La morte è il lavoro. “Mickey 17”, Bong Joon-ho (2025)

Una satira scontata sul capitalismo tecnologico ma con grandi momenti visivi
Robert Pattinson con casco e tuta spaziale in una scena di "Mickey 17" di Bong Joon-ho (2025)

Mickey 17 di Bong Joon-ho prende alla lettera l’adagio di Jean Cocteau secondo cui il cinema è la morte al lavoro sugli attori. Il film è ambientato in un futuro non troppo remoto. Per sfuggire a uno spietato strozzino, lo sfigato Mickey Barnes aderisce a un programma di colonizzazione spaziale ideato dal fanatico senatore Kenneth Marshall. Mickey si candida come “expendable”, “sacrificabile”. Finisce impiegato in una serie di missioni suicide, al termine delle quali viene “ristampato” grazie a una tecnologia che consente di ottenere cloni perfetti ma dotati di memoria. La routine mortuaria procede senza intoppi, finché un guaio accade su Nephilim. Nel tentativo di catturare uno dei grossi invertebrati che costituiscono la fauna tipica del pianeta, il diciassettesimo Mickey precipita in un crepaccio ghiacciato. Ha una gamba rotta, sembra stia per diventare cibo per vermi, ma, sorpresa, gli “striscianti” lo salvano. Tornato a bordo della navetta spaziale, scopre con spavento che gli scienziati hanno già generato un suo clone. Si tratta di un “multiplo”, e i multipli sono vietati. Per di più, mentre Mickey 17 è dolce e remissivo, Mickey 18 è asociale e violento.

Da qui, come nei precedenti film di Bong (Snowpiercer, Parasite), si accende la miccia del conflitto di classe. Barnes è l’ultimo anello di una catena sociale al vertice della quale sta il senatore Marshall, che Mark Ruffalo interpreta scimmiottando Donald Trump – un Donald Trump dai connotati mussoliniani, per intenderci. Il senatore vive con la moglie in una lussuosa dependance dell’astronave.
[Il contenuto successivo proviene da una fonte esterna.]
PR #50, opened 2015-08-27
Minor styling updates to utilization charts per UXD review

jeff-phillips-18:


waldenraines:
> Also re-adds dist/angular-patternfly.js

I know this sounds silly but can we do this as a separate PR?  I'm happy to open one to re-add this file.

waldenraines:
> I know this sounds silly but can we do this as a separate PR? I'm happy to open one to re-add this file.

Actually see https://github.com/patternfly/angular-patternfly/pull/52

jeff-phillips-18:
I will resubmit

PR #51, opened 2015-08-27
Update version number to 2.1.0

erundle:


erundle:
Somehow it looks like we lost the dist files on my last rebase so I added those back. Master is basically broken until this goes in.

PR #54, opened 2015-08-28
Minor styling updates to utilization charts per UXD review

jeff-phillips-18:


src/charts/utilization/utilization-chart.html
```diff
@@ -1,7 +1,7 @@
 <div class="utilization-chart-pf">
-    <span class="title">{{config.title}}</span>
+    <span class="h3">{{config.title}}</span>
```
waldenraines: Shouldn't we just use a `<h1>` here?

src/charts/utilization/utilization-chart.html
```diff
@@ -1,7 +1,7 @@
...
     <div class="current-values">
-        <div class="available-count pull-left">
+        <div class="available-count h1 pull-left">
```
waldenraines: Shouldn't we just use an `<h1>` here?

src/charts/utilization/utilization-chart.html
jeff-phillips-18: Doing so would cause the .content h3 style setting to take over and change the line-height and font-size

src/charts/utilization/utilization-chart.html
jeff-phillips-18: Doing so would cause the .content h1 style setting to take over and change the line-height and font-size

src/charts/utilization/utilization-chart.html
waldenraines: It's arguable that's a bug in patternfly.  I would expect `.content .h3` to be equivalent to `.content h3`.  What if we override the font-size and line-height properties using `.utilization-chart-pf`?

jeff-phillips-18: Yeah, I thought of doing that, but I wanted to inherit from patternfly styles so if h3 changes in patternfly then this changes as well.

waldenraines: Right, but I feel like we're relying on a bug in patternfly to get the desired styling.  What will happen if they fix `.content .h3` to be the same as `.content h3`.  To me it makes more sense to explicitly override.

erundle: I think that is an ngDocs thing ".content" not patternfly so we need to stop that from affecting the examples since it is messing with our styles. But I agree with @waldenraines we either need to use the h3 or a class name that is relevent to the content not the tag.

jeff-phillips-18: I made the suggested change and I have added ngDoc only overrides for the .contents h# specifications to make them consistent with PF to give an accurate look in the ngDocs. I added one spec override for the font-weight for the utilization card h3 title as it varies from PF h3.

misc/bootstrap-overrides.css
```diff
@@ -5,3 +5,47 @@
 .form-horizontal .col-sm-2.control-label {
```
erundle: Umm so I know I named this originally but can we change this to ngdocs-overrides.css

erundle: Minus the file rename this LGTM

jeff-phillips-18: done

erundle: @jeff-phillips-18 thanks!! Should make things a bit clearer to why that file exists if someone sees it in the web inspector

waldenraines:
LGTM

Issue #49, opened 2015-08-27
Add Unit Tests for pfTranscludeDirective


jeff-phillips-18:
We need to add unit tests for the pfTransclude directive

PR #55, opened 2015-08-28
Add Unit Tests for Transclude Directive

jeff-phillips-18:
Fix for issue: https://github.com/patternfly/angular-patternfly/issues/49

### DIFF
--- a/test/utils/specUtils.js
+++ b/test/utils/specUtils.js
@@ -8,3 +8,4 @@ function eventFire(el, etype){
     el.dispatchEvent(evObj);
   }
 }
+
--- a/test/utils/transclude-directive.spec.js
+++ b/test/utils/transclude-directive.spec.js
@@ -1,0 +1,108 @@
+angular.module('patternfly.pfTranscludeTestHelper',['patternfly.utils'])
+  .controller( 'TestUtilCtrl', function($scope) {
+  })
+  .config(function($provide){
+    $provide.decorator('ngTranscludeDirective', ['$delegate', function($delegate) {
+      // Remove the original directive
+      $delegate.shift();
+      return $delegate;
+    }]);
+  })
+  .directive( 'transcludeSibling', function() {
+    return {
+      restrict: 'EAC',
+      transclude: true,
+      scope: {},
+      template:
+      '<div>' +
+      '  <input id="directiveId" value="{{$id}}">' +
+      '  <div pf-transclude></div>' +
+      '</div>'
+    }
+  })
+  .directive( 'transcludeParent', function() {
+    return {
+      restrict: 'EAC',
+      transclude: true,
+      scope: {},
+      template:
+      '<div>' +
+      '  <input id="directiveId" value="{{$id}}">' +
+      '  <div pf-transclude="parent"></div>' +
+      '</div>'
+    }
+  })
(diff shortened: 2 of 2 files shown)


test/utils/transclude-directive.spec.js
```diff
@@ -0,0 +1,61 @@
...
+    var markup = '<div ng-controller="TestUtilCtrl" >' +
+      '  <input id="outerId" value="{{$id}}">{{$id}}</input>' +
+      '  <div ' + transludeDirective + ' class="pf-transclude-example">' +
+      '    <input id="childId" value="{{$id}}">' +
+      '    <input id="parentId" value="{{$parent.$id}}">' +
+      '  </div>' +
+      '</div';
+    var element = $compile(angular.element(markup))(scope);
+    scope.$apply();
+    scope.$digest();
```
erundle: Why apply and digest (apply should call digest but digest is generally used in tests)

test/utils/transclude-directive.spec.js
```diff
@@ -0,0 +1,61 @@
+describe('Directive:  pfTransclude', function () {
+  var $scope;
+  var $compile;
+  var outerId;
+  var directiveId;
+  var childId;
+  var parentId;
```
erundle: Should these be comma separated instead for consistency?

The rest LGTM

jeff-phillips-18: Its a preference thing and I have a strong preference for not declaring multiple variables on a single line.

test/utils/transclude-directive.spec.js
jeff-phillips-18: Left over from trying to get things digested and working correctly. Removed the $apply call.

test/utils/transclude-directive.spec.js
erundle: OK. I am fine with this.

waldenraines: > Its a preference thing and I have a strong preference for not declaring multiple variables on a single line.

I tend to also prefer this style after using both.  I used to be in the "comma" camp but I now tend like this way better.

test/utils/specUtils.js
```diff
@@ -8,3 +8,51 @@ function eventFire(el, etype){
     el.dispatchEvent(evObj);
   }
 }
+
+angular.module('patternfly.testutils',['patternfly.utils'])
```
waldenraines: Wondering about the placement of these here versus in the test itself.  Will these ever be used outside of the context of the transclude directive test?

jeff-phillips-18: I found it a nice way to keep it separated and easy to be pulled in.  I could have added it to the spec file, but they aren't really test specs.

jeff-phillips-18: On second thought, I guess I agree... I will move it.

waldenraines: What about putting this into a different file within the utils directory?  That way it's contained since this file seems to be for common test utils.

waldenraines: Either way, thanks :)

jeff-phillips-18:
Fixed the last issue and squashed.

waldenraines:
@jeff-phillips-18 thanks!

È un uomo ottuso e sadico, e per di più ossessionato dalla propria immagine di condottiero. Il suo sogno di colonizzare Nephilim nasconde un programma eugenetico, finanziato da un’organizzazione di fanatici religiosi. Il tentativo di Mickey 18 di eliminarlo fallisce. In compenso, l’uccisione di un cucciolo di strisciante provoca l’adunata minacciosa di una colonia di migliaia di creature sotto l’astronave. Marshall affida ai due Mickey il compito di ucciderne quanti più possibile: il vincitore della sfida sopravviverà, l’altro sarà soppresso, e così il resto degli striscianti. I due Mickey riusciranno a sventare il piano con il supporto delle coraggiose Nasha e Kai.
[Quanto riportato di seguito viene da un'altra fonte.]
PR #57, opened 2015-09-02
Fix #37 - Adding support for angular 1.4.x

### LINKED ISSUE #37: Any Plans to support semver Angular 1.4.x?

erundle:
Adding support for angular 1.4.x and also changing angular to just be a devDependency since products seem the be specifying their own version anyway and having the listed dependency is causing problems with projects who are trying to consume angular-patternfly via rails-assets since they can't override the version like you can do with bower resolutions.

### DIFF
--- a/bower.json
+++ b/bower.json
@@ -31,15 +31,13 @@
     "type": "git",
     "url": "git://github.com/patternfly/angular-patternfly.git"
   },
-  "dependencies": {
-    "angular": "1.3.*"
-  },
   "devDependencies": {
-    "angular-animate": "1.3.*",
-    "angular-mocks": "1.3.*",
-    "angular-sanitize": "1.3.*",
-    "angular-touch": "1.3.*",
-    "angular-route": "1.3.*",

Tratto dal romanzo Mickey7 di Edward Ashton (edito in Italia da Fanucci), il film è una satira del tecno-autoritarismo. Lo schema è quello tipico di Bong: un ordine più o meno perfetto, spacciato per necessario, viene sconvolto da una germinazione interna, la rivolta che come un parassita porta al collasso le strutture istituzionali. Ma Mickey 17 è politicamente più ingenuo di Snowpiercer e Parasite, risolve tutto in un happy ending scontato e decisamente in linea con la sensibilità odierna. Il senatore Marshall esplode in mille pezzi con Mickey 18, l’odiosa moglie è internata. Mickey 17 sopravvive, la fidanzata Nasha diventa capo della colonia e distrugge la stampante biologica che genera i sacrificabili. Kai, che ha perduto in missione la compagna Jennifer, ritrova l’amore.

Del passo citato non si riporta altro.